Issue #13617, opened 2017-01-14
Rename, reveal in tree view, and show in finder with split files can affect the wrong split 


feakuru:
### Prerequisites

* [x] Put an X between the brackets on this line if you have done all of the following:
    * Reproduced the problem in Safe Mode: http://flight-manual.atom.io/hacking-atom/sections/debugging/#using-safe-mode
    * Followed all applicable steps in the debugging guide: http://flight-manual.atom.io/hacking-atom/sections/debugging/
    * Checked the FAQs on the message board for common solutions: https://discuss.atom.io/c/faq
    * Checked that your issue isn't already filed: https://github.com/issues?utf8=✓&q=is%3Aissue+user%3Aatom
    * Checked that there is not already an Atom package that provides the described functionality: https://atom.io/packages

### Description

When I open 2 files in horizontal split and try to rename (RMB on file tab -> "Rename") the right one, it shows the name of the left one and renames it, not the right one.  Reveal in tree view and show in finder are similarly affected.

### Steps to Reproduce

1. Open two files
2. Drag one of them to the right until editor highlights a right split for it
3. Focus the file on the left.
3. Right-click the file on the right and try to rename it.

**Expected behavior:** a pop-up appears with an input box for renaming the "right" file

**Actual behavior:** a pop-up appears with an input box for renaming the "left" file

**Reproduces how often:** was able to catch it once

### Versions

Xubuntu 16.04
atom v6.5.0
apm  1.12.9
npm  3.10.5
node 4.4.5
python 2.7.12
git 2.7.4

### Additional Information

*none*

feakuru:
update: i seem to have incorrectly understood the nature of the issue. the renaming of the wrong file happens if the wrong tab is active. however, i still believe that the behaviour discovered is faulty and am not closing the issue.

50Wliu:
Thanks @feakuru, confirmed.  I've updated your reproduction steps with the extra information in your update.  Looks somewhat related to #13398.

jeffreyscottfrench:
I'm also experiencing this (Atom 1.18.0 on MacOS 10.12.5) - contextual menu from right-click appears over the click point, not the active tab. Right click should activate the tab underneath the click, or not display options that can't be performed on an inactive tab (as it does when right-clicking elsewhere in the top of an open pane with tabs). Thanks!

rsese:
Updating the issue title and body since the bug includes Reveal in Tree View and Show in Finder 
[...]

PR #16192, opened 2017-11-15
Make ContextMenu async

### LINKED ISSUE #2991: Rightclick in the treeview doesn't focus the selected item directly

winstliu:
### Requirements

### Description of the Change

Makes the context menu async, which is important for perceived performance and UX.  No longer will _everything_ freeze when opening a context menu.  Here's a gif of snowfall!
async-context-menu

### Alternate Designs

None.

Context menu handling occurs in the main process.

### Benefits

Context menus no longer block the renderer process until they are closed.

### Possible Drawbacks

Per https://github.com/electron/electron/issues/9441 it is not possible to detect when the context menu is closed.  Atom currently does not track context menu state so I think this compromise is fine.

### Applicable Issues

Supersedes and closes #13398
Fixes #2991
Refs #13617, though it looks like right-click isn't properly focusing the tab so more investigation will be needed.


50Wliu:
Follow-up issues:
* Right-clicking to open the context menu does not move the cursor
* Right-clicking on a tab does not focus the tab

BinaryMuse:
The concern I had about the right-click hijacking hack in the GitHub package appears to be fine with this change. 👍  to merge once it's green!

PR #16197, opened 2017-11-15
Change HTTP Links to HTTPS in /docs/build-instructions/

U8NWXD:
### Description of the Change
Change HTTP links to HTTPS in /docs/build-instructions/ since the linked-to sites support SSL/TLS
### Alternate Designs
The alternative would be leaving the links as HTTP ones. This leaves users less secure while having only marginal userexperience benefits.
The documentation changed is in Core.
### Benefits
Makes user interaction more secure by default.
### Possible Drawbacks
Marginal potential for devices not supporting SSL/TLS and marginal performance hits when accessing the links.
### Applicable Issues
Similar to issue #16167 and PR #16173


50Wliu:
Great work as usual @U8NWXD.

PR #16199, opened 2017-11-15
Convert Package to JS

maxbrunsfeld:


50Wliu:
@maxbrunsfeld any chance this can wait until #16100 is merged?

src/package.js
```diff
@@ -0,0 +1,1106 @@
...
+  getActivationCommands () {
+    if (this.activationCommands) return this.activationCommands
+
+    this.activationCommands = {}
+
+    if (this.metadata.activationCommands) {
+      for (let selector in this.metadata.activationCommands) {
+        const commands = this.metadata.activationCommands[selector]
+        if (!this.activationCommands[selector]) this.activationCommands[selector] = []
+        if (_.isString(commands)) {
```
YurySolovyov: why not `typeof`?

src/package.js
```diff
@@ -0,0 +1,1106 @@
...
+          this.activationCommands[selector].push(commands)
+        } else if (_.isArray(commands)) {
```
YurySolovyov: Why not `Array.isArray` ?

src/package.js
```diff
@@ -0,0 +1,1106 @@
...
+    }
+
+    const incompatibleNativeModules = []
+    for (let nativeModulePath of this.getNativeModuleDependencyPaths()) {
+      try {
+        require(nativeModulePath)
+      } catch (error) {
+        let version
+        try {
+          ({version} = require(`${nativeModulePath}/package.json`))
```
YurySolovyov: are parens doing anything here?

src/package.js
```diff
@@ -0,0 +1,1106 @@
...
+  disable () {
+    return this.config.pushAtKeyPath('core.disabledPackages', this.name)
+  }
+
+  isTheme () {
+    return this.metadata && this.metadata.theme
+  }
+
+  measure (key, fn) {
+    const startTime = Date.now()
```
YurySolovyov: `performance.now()` could be less expensive and more precise here

src/package.js
50Wliu: Yes, you cannot have a bracket start a line because it interprets it as a block.

src/package.js
```diff
@@ -0,0 +1,1106 @@
...
+      CompileCache.removeTranspilerConfigForPath(this.path)
+    }
+  }
+
+  loadKeymaps () {
+    if (this.bundledPackage && this.packageManager.packagesCache[this.name]) {
+      this.keymaps = []
+      for (const keymapPath in this.packageManager.packagesCache[this.name].keymaps) {
+        const keymapObject = this.packageManager.packagesCache[this.name].keymaps[keymapPath]
+        this.keymaps.push([`core:${keymapPath}`, keymapObject])
```
YurySolovyov: empty array + unconditional push seems like `.map` to me

maxbrunsfeld:
> any chance this can wait until #16100 is merged?

Absolutely. This is low priority. Just something easy to do when I need a break from working on another problem.

src/package.js
maxbrunsfeld: This is a loop over an object, so `for in` is convenient. An alternative would be `Object.keys(...).map`, though that would allocate an intermediate array of keys. Readability-wise, they seem pretty much equivalent.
══════════════════════════════
[How to complete this task] Which lines in the data hold the string "though"? Copy each of them.

[Result of the task]
Refs #13617, though it looks like right-click isn't properly focusing the tab so more investigation will be needed.
maxbrunsfeld: This is a loop over an object, so `for in` is convenient. An alternative would be `Object.keys(...).map`, though that would allocate an intermediate array of keys. Readability-wise, they seem pretty much equivalent.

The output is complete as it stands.